Les tensions sont grandement avancées au début de l'année: les Girondins accusent les ministres "feuillants" (nom donné à la droite d'alors) de protéger les émigrés et les prêtres réfractaires, non sans raison d'ailleurs. Pour eux le Roi est leur complice, d'avantage encore que leurs collègues de l'Assemblée qu'ils espèrent convaincre. Le 10 mars l'obstination de Brissot et Vergniaud paie: l'Assemblée destitue les ministres feuillants et met en place un gouvernement Girondin: tout est prêt pour le processus de guerre...

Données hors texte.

PR #70, opened 2020-11-23
AB#361 Change manifest placeholders to Go templates

Nirusu:
First attempt of using Go templates for secrets.

This is not the final design for storing & accessing secrets yet. So far, it's only a replacement for the $$ placeholder strings in the manifest so far.

Tests should be covered with the existing TestActivate test in marbleapi_test.go.

### DIFF
--- a/coordinator/core/marbleapi.go
+++ b/coordinator/core/marbleapi.go
@@ -7,15 +7,14 @@
 package core
 
 import (
+	"bytes"
 	"context"
 	"crypto/ecdsa"
 	"crypto/elliptic"
 	"crypto/rand"
 	"crypto/x509"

Car Brissot, particulièrement au club des Jacobins, se déchaine à grands coups de verbes et de superbes phrases: pour lui la guerre est une occasion rêvée de circoncire la menace que représentent les émigrés fidèles au Roi, de prouver le double-jeu de celui-ci, d'exporter la Révolution aux différents peuples d'Europe qui, selon lui, n'attendent que ça... Son argumentation est belle, puissante, convaincante: elle soulève les foules et elle est appuyée par des amis tout aussi brillants que lui tels Vergniaud, Olympe de Gouges ou Manon Rolland. De plus elle n'est pas populaire dans toute l'Assemblée: la majorité des feuillants s'y oppose farouchement, mais leurs origines et leur statut de "complices du roi" produisent exactement l'inverse d'un appel à la réflexion. Tout le monde, à Paris, est pour la guerre et a envie d'en découdre avec cette droite réactionnaire qui ne cherche qu'à protéger ses amis émigrés de la punition qu'ils méritent! Tout le monde?.. Non: il y a un homme important, à gauche, qui s'oppose farouchement à la guerre. Cet homme, c'est Robespierre.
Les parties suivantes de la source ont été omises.